Transformers versus the EM Algorithm in Multi-class Clustering
Yihan He, Hong-Yu Chen, Yuan Cao, Jianqing Fan, Han Liu
TL;DR
The paper addresses the problem of understanding how Transformer architectures can perform unsupervised multi-class clustering for Gaussian Mixture Models by linking Softmax attention to EM/Lloyd's algorithm. It develops a constructive approximation theory showing that pre-trained Transformers can emulate Lloyd iterations with explicit bounds and derives generalization guarantees for ERM pretraining. The key contributions include universal approximation results for multi-head Softmax mappings, generalization bounds, and minimax-rate results under sufficient pretraining and initialization, corroborated by simulations. The work advances the theoretical foundation of Transformer-based in-context learning for unsupervised algorithmic tasks and suggests practical implications for leveraging LLMs in clustering and related inference problems.
Abstract
LLMs demonstrate significant inference capacities in complicated machine learning tasks, using the Transformer model as its backbone. Motivated by the limited understanding of such models on the unsupervised learning problems, we study the learning guarantees of Transformers in performing multi-class clustering of the Gaussian Mixture Models.
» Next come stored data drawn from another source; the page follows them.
PR #5926, opened 2021-02-17
[MB-5432] CAT III: SA6005 Use EqualFold instead of string comparison

Ronolibert:
## Description

Replace regular string equality comparison with use of EqualFold method

## Setup
`make server_run`

## References

* [Jira story](https://dp3.atlassian.net/browse/MB-5432) for this change

### DIFF
--- a/pkg/migrate/SplitStatements.go
+++ b/pkg/migrate/SplitStatements.go
@@ -220,7 +220,7 @@ func SplitStatements(lines chan string, statements chan string, wait time.Durati
 
 		// Let's see if we match the last block
 		if !blocks.Empty() {
-			lastBlock := strings.ToUpper(blocks.Last())
+			lastBlock := blocks.Last()
 			str, err := in.Range(i, i+len(lastBlock))
 			if err != nil {
 				if err == ErrWait {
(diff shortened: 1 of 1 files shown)


pkg/migrate/SplitStatements.go
```diff
@@ -231,7 +231,7 @@ func SplitStatements(lines chan string, statements chan string, wait time.Durati
 				close(statements)
 				return
 			}
-			if strings.ToUpper(str) == strings.ToUpper(lastBlock) {
+			if strings.EqualFold(str, lastBlock) {
```
lynzt, line 234: wondering if we need the `strings.ToUpper` on line 223? I know that's not part of this, but uppercasing above seems not needed...

lynzt (approved):
question regarding extra uppercasing...
other than that, LGTM

pkg/migrate/SplitStatements.go
Ronolibert: Good call! I actually added the toUpper calls back in because its guarding against case sensitivity. I did remove it from 223 since it was a redundant call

We develop a theory drawing strong connections between the Softmax Attention layers and the workflow of the EM algorithm on clustering the mixture of Gaussians. Our theory provides approximation bounds for the Expectation and Maximization steps by proving the universal approximation abilities of multivariate mappings by Softmax functions. In addition to the approximation guarantees, we also show that with a sufficient number of pre-training samples and an initialization, Transformers can achieve the minimax optimal rate for the problem considered. Our extensive simulations empirically verified our theory by revealing the strong learning capacities of Transformers even beyond the assumptions in the theory, shedding light on the powerful inference capacities of LLMs.